The torrent protocol is quite happy for you to only download and seed some files within a torrent, it's just that the most popular client for it isn't very good at managing very large archives.
I'm guessing there's probably an alternative client that is better at this, can anyone tell me what it is? If there isn't one I'll make one, but I don't want to burn a weekend duplicating something that already exists...
qBittorrent handles selections of individual files quite well. The only downside is a side effect of the protocol: If a data block spans two files (because their size is not an exact multiple) it will create a "partial" file with a strange name next to it - which you need to keep it complete/seeding.
What's crap about IPFS? I've never used it, but have always been intrigued.
It's a resource hog and quite unstable. A major gripe I have with it is that it makes accessing what you downloaded very difficult because the documentation is terrible. It should be possible to mount all your downloaded stuff into a folder, but I have yet to figure out how.
And despite all its resource usage, it is very slow.
The idea is amazing (peer-to-peer, content-addressed storage), but the implementation is extremely lacking.
It's got lots of great ideas (combining what's essentially a giant git repo with bit torrent), but in practice it's pretty slow to do anything
Deleted by author
I really don't see this as being useful for anyone outside of hard archivest. The bitrates are pretty trash. I guess if you just a setup with an incredible amount of music no matter what, this is for you. IMHO the meta data is worth more than these lower quality sound files although we have meta data for what's out there now.
Outside of that here is what and how they are going to release. I'm guessing this drop was their "popular" track drop. From their site:
For popularity>0, we got close to all tracks on the platform. The quality is the original OGG Vorbis at 160kbit/s. Metadata was added without reencoding the audio (and an archive of diff files is available to reconstruct the original files from Spotify, as well as a metadata file with original hashes and checksums).
For popularity=0, we got files representing about half the number of listens (either original or a copy with the same ISRC). The audio is reencoded to OGG Opus at 75kbit/s — sounding the same to most people, but noticeable to an expert.
The point of AA is the archiving.
Anyways, from a listening perspective, 160kbit vorbis is audibly lossless I think, and there are many songs on here that are not possible to find elsewhere. For popular songs you want, yeah, just download the Flac elsewhere.

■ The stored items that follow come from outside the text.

PR #4793, opened 2026-06-08
fix(qbtc): use the shared co-sign screen for claim pairing

rkokhatskyi:
The QBTC claim co-sign pairing screen rendered its own QR layout, which broke: the QR came out tiny inside a wide white strip, and the copy only ever mentioned "your other device" even though a Secure Vault co-sign can need more than one.

The pairing here is just a regular keysign co-sign, so this swaps the bespoke layout for the shared `PeerDiscoveryScreen` that keygen and keysign already use. That fixes the QR sizing for free and gives proper multi-device feedback — "Devices (1/2)", per-device tiles, and threshold awareness. The QBTC-specific signing/orchestration is untouched.

## Before / After

| Before | After |
|--------|-------|
| before | after |

### Notes
- Removes the now-unused `qbtc_claim_pair_instruction` string from all 10 locale files.
- Draft — verifying the full claim flow on device first.

## Summary by CodeRabbit

* **New Features**
  * Added a dedicated QBTC claim pairing preview and replaced the prior pairing UI with a new claim-pairing flow integrated into peer discovery.
  * Peer discovery screen now exposes toggles to show/hide share, network switch, and Next button; pairing state surfaces local device ID and required co-signer count.

* **Localization**
  * Updated QBTC claim copy across locales: removed the old pairing instruction and added success and vault-password strings.


app/src/main/java/com/vultisig/wallet/ui/screens/qbtc/QbtcClaimScreen.kt
```diff
@@ -487,40 +493,35 @@ private fun ClaimSigningProgress(label: String, @DrawableRes logoRes: Int) {
...
+                qr = state.qr,
+                network = NetworkOption.Internet,
+                localPartyId = state.localPartyId,
+                devices = state.joinedDevices,
+                selectedDevices = state.joinedDevices,
+                minimumDevices = state.minimumDevices,
+                minimumDevicesDisplayed = state.minimumDevices,
+                // deviceCount <= 3 hides the "Next" button: the claim auto-advances once the peer
+                // threshold is met, just like 2/2 & 3/3 keygen.
+                deviceCount = state.minimumDevices,
```
aminsato: `deviceCount = state.minimumDevices` shows a dead "Next" button for vaults with **5+ signers**.

`minimumDevices` is `threshold = ceil(signers * 2/3)` (`QbtcClaimViewModel.pairAndKickoff`). The Next button in `PeerDiscoveryScreen` is rendered when `deviceCount > 3`, so:
- 2–4 signers → threshold ≤ 3 → button hidden ✅ (matches the comment's intent)
- 5+ signers → threshold ≥ 4 → button **shown**, but `onNextClick = {}` is a no-op

The QBTC co-sign always auto-advances (`pairAndKickoff` returns once `joined >= threshold-1`), which happens at the exact moment `hasEnoughDevices` would enable the button — so the user only ever sees a disabled "waiting for devices" button that the design intends to hide entirely (like 2/2 & 3/3 keygen).

Since the co-sign never wants a Next button, gate it explicitly instead of piggy-backing on `deviceCount`:

```suggestion
                // QBTC co-sign always auto-advances once the peer threshold is met (like 2/2 &
                // 3/3 keygen), so the "Next" button is never wanted. deviceCount <= 3 hides it.
                deviceCount = state.minimumDevices.coerceAtMost(3),
```

(Or add a `showNext: Boolean = true` param to `PeerDiscoveryScreen`, mirroring the new `showShare`/`showNetworkSwitch`, and pass `false` here — cleaner than overloading `deviceCount`.)

rkokhatskyi: Fixed in 7b9a8d183 by adding an explicit showNext: Boolean = true to PeerDiscoveryScreen (mirroring showShare/showNetworkSwitch) and passing showNext = false here, dropping the deviceCount piggy-back so the button is hidden for every vault size rather than just <=3 which is exactly where the claim differs from the other co-sign screens since keysign always renders a functional Next (moveToKeysignState) while keygen hides it for 2/2 and 3/3 and keeps it functional for 4+ whereas the claim auto-advances the moment the peer threshold is met for all sizes and so has no Next step to show.

johnnyluo:
CleanShot 2026-06-08 at 22 25 24@2x

This is the Peer discovery screen , the QR code can't be scanned by my secondly device , which is a pixel 8

rkokhatskyi:
> This is the Peer discovery screen , the QR code can't be scanned by my secondly device , which is a pixel 8

I will test it with 2 Android devices in a bit, but so far I'm able to scan the QR and sign it with Android as initiator and iOS as joining device

johnnyluo:
image

Once I claim successfully , the join device is stuck at this screen , can you raise another PR to get this one addressed

johnnyluo (approved):
LGTM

Most of my mp3s from back in the day are 128kbit, so 160 is an upgrade for me.
I can only speak to what a 75kbps mp3 sounds like, but unless Opus is like 3x+ better at compression, it's going to sound like complete dogshit.
Opus @ 160 kbps is like MP3 at 320 kbps IIRC.
I don't know what 75 kbps opus sounds like, but I can tell you how 32 kbps sounds. Versus mp3 at that bitrate, it sounds actually listenable, while mp3 sounds like you're underwater.
All things considered, the Spotify songs probably sound fine at 75.
I encode my music to opus 96kbps for my phone, and it sounds great. I can't tell the difference between that and the original on Sony xm3s.
https://listening-test.coresv.net/results.htm#list10 via https://opus-codec.org/comparison/
It is that much better.
Where? I checked the torrents JSON mentioned there and there's no text match on 'spotify'... did it get removed or am I looking at the wrong JSON?
I am seeing the same thing, even within an hour of the article being posted.